Treatment for lepromatous leprosy requires more intensive regimens and a
greater duration than that for tuberculoid leprosy. Although
antimicrobial therapy is effective, optimal regimens remain
uncertain.
For both forms of
leprosy, dapsone (4,4´-diaminodiphenylsulfone [DDS]) 50 to 100
mg/day po (for adults) is the mainstay of therapy. Suggested dosages for
children are 25 mg 3 times/wk for ages 2 to 6 yr, 25 mg/day for ages 7
to 12 yr, and 50 mg/day for ages 13 to 18 yr. Adverse effects include
hemolysis and frank anemia (generally mild); allergic dermatoses that
can be severe; and, rarely, a syndrome including an exfoliative
dermatitis, high fever, and mononucleosis-like WBC differential (the
sulfone syndrome).
Rifampin is
primarily bactericidal for M. leprae. However, it is too expensive for
many developing countries if given at the recommended 600 mg/day po.
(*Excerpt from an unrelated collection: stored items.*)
PR #288, opened 2022-02-23
Prepare 0.5 release

jl-wynen:


docs/about/release-notes.rst
```diff
@@ -3,25 +3,20 @@
...
+------
 
 Features
 ~~~~~~~~
 
-Breaking changes
-~~~~~~~~~~~~~~~~
+* Added Utilities for unwrapping frames `#242 <https://github.com/scipp/scippneutron/pull/242>`_.
+* Added First draft of low-level utilities for loading NeXus files `#249 <https://github.com/scipp/scippneutron/pull/249>`_.
+* Multi-valued transforms are now loaded by :func:`scippneutron.load_nexus` `#267 <https://github.com/scipp/scippneutron/pull/267>`_.
```
Tom-Willemsen, line 14: Might be worth clarifying where/how multi-valued transforms get loaded from (which is `NXlog` groups in the nexus file)?

jl-wynen: Like this?
```.rst
* Multi-valued transforms are now loaded from ``NXlog``s in NeXus files by :func:`scippneutron.load_nexus` `#267 <https://github.com/scipp/scippneutron/pull/267>`_.
```

We need proper documentation of how we load files, what structure we assume, and how it is encoded in the output. But that is a separate issue for when we converge on a solution...

docs/about/release-notes.rst
```diff
@@ -3,25 +3,20 @@
 Release Notes
 =============
 
-v0.5.0 (unreleased)
---------------------
+v0.5.0
+------
```
nvaytet, line 7:
```suggestion
v0.5.0 (February 2022)
----------------------
```

docs/about/release-notes.rst
```diff
@@ -3,25 +3,20 @@
 Release Notes
```
nvaytet, line 3: Simon usually adds the `v0.6.0 (unreleased)` section before the release is made, but I think it's better to leave it out until after the release, as it looks cleaner in the docs pages for a specific release.

jl-wynen: My thoughts exactly

Tom-Willemsen (approved):

nvaytet (approved):

PR #289, opened 2022-02-23
Try mambabuild for releases

nvaytet:


nvaytet:
No speedup for OSX and windows, so stay with `conda build`.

Side effects include hepatotoxicity, flu-like syndromes, and, rarely,
thrombocytopenia and renal failure when given intermittently.
Clofazimine, a
phenazine dye that is similar to dapsone in activity against M. leprae,
is given at oral dosages of 50 mg/day to 100 mg 3 times/wk. A dose of
300 mg/day is moderately active against lepra type 2 reactions and
possibly against lepra type 1 reactions. Adverse effects include GI
intolerance and an uneven reddish black skin discoloration.
Ethionamide: 250
to 500 mg/day po is also effective. However, because it causes GI
irritability in many patients and may cause liver dysfunction,
especially when given with rifampin, it is not advocated unless liver
function can be monitored regularly.
Recently, three
antimicrobials: minocycline (100 mg po daily), clarithromycin (500
mg po daily), and ofloxacin (400 mg po daily), have been found to
rapidly kill M. leprae and also effectively reduce dermal infiltration
in clinical trials of lepromatous leprosy. Their bactericidal activity
for M. leprae is greater than that of dapsone, clofazimine, and
ethionamide, but not rifampin. Only minocycline has proven safety for
the long-term administration required in leprosy.
Recommended regimens:
Dapsone-resistant leprosy has been reported; most patients with primary
dapsone resistance demonstrate only partial resistance and do respond to
usual doses. Nevertheless, the WHO recommends multidrug regimens for all
forms of leprosy. In the USA, where primary dapsone resistance is rare,
drug sensitivity testing in mice is recommended for all newly diagnosed
and relapsed multibacillary (lepromatous and borderline) patients. For
multibacillary leprosy in adults, the WHO advocates dapsone 100 mg/day,
clofazimine 50 mg/day plus 300 mg once monthly, and rifampin 600 mg once
monthly. This regimen should be maintained for at least 2 yr or until
results of skin biopsies are negative (usually in about 5 yr). For
paucibacillary leprosy (tuberculoid leprosy patients without
demonstrable AFB), the WHO recommends dapsone 100 mg/day and rifampin
600 mg once monthly for 6 mo. Many authorities in India recommend that
treatment be extended to 1 yr.
In the USA: lepromatous
leprosy is treated with dapsone 100 mg/day for life, with an initial 2-
to 3-yr regimen of rifampin 600 mg/day. Tuberculoid leprosy is treated
only with dapsone 100 mg/day for 5 yr.